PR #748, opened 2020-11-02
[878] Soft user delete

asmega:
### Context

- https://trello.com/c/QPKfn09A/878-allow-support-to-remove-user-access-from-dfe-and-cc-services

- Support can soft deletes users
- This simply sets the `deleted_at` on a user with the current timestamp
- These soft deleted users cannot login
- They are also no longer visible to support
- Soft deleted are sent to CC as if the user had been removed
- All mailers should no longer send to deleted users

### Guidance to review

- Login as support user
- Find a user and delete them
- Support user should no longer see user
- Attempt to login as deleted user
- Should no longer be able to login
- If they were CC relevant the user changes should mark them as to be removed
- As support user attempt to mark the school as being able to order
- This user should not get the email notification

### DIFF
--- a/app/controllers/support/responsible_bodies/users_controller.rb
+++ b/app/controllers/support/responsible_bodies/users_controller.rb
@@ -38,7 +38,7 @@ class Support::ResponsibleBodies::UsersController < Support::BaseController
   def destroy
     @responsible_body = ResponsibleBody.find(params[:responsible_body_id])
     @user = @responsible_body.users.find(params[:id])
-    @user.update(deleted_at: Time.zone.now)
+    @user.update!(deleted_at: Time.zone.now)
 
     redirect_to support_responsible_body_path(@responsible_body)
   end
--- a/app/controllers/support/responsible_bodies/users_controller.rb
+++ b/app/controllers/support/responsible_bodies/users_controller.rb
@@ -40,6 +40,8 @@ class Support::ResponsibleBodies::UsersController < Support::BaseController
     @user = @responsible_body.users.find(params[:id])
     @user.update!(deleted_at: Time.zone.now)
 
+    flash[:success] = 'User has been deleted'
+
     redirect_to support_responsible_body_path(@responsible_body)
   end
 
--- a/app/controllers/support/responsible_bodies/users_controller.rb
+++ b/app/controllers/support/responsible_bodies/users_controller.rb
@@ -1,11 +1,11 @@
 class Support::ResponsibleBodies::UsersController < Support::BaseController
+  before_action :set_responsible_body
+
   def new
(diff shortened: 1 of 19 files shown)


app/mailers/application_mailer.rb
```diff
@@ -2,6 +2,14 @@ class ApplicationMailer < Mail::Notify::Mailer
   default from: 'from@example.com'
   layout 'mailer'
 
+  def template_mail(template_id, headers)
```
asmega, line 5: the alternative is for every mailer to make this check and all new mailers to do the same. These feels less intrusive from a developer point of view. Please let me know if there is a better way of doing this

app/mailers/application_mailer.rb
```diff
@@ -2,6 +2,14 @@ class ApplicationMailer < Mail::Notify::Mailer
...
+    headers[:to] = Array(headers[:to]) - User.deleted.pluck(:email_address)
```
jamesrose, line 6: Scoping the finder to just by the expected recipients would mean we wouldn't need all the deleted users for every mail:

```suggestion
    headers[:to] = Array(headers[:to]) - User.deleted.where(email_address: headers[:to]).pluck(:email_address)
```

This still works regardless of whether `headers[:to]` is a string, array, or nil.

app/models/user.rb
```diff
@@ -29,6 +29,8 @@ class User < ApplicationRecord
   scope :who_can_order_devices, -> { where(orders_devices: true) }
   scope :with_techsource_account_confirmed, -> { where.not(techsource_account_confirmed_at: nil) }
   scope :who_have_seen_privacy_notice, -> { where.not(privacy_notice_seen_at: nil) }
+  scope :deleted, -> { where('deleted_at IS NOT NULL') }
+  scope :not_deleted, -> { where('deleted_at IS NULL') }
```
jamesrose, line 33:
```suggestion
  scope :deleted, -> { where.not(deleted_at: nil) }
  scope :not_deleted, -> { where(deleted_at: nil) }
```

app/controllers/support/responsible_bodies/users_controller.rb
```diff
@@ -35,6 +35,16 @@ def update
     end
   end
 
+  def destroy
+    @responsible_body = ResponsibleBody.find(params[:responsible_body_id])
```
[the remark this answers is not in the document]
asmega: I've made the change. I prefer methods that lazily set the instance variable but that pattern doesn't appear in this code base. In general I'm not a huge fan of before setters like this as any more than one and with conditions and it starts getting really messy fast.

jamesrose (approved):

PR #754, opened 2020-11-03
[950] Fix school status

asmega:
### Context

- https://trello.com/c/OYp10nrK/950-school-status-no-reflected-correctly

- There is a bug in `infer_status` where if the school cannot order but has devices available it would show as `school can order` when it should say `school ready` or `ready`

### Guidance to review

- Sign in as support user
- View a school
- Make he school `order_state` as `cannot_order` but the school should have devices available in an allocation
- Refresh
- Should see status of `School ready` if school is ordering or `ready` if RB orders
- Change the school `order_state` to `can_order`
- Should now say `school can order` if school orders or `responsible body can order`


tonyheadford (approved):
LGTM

## Your instructions
Look over the material and return every line where the word "been" is found.

## Task output
- Soft deleted are sent to CC as if the user had been removed
+    flash[:success] = 'User has been deleted'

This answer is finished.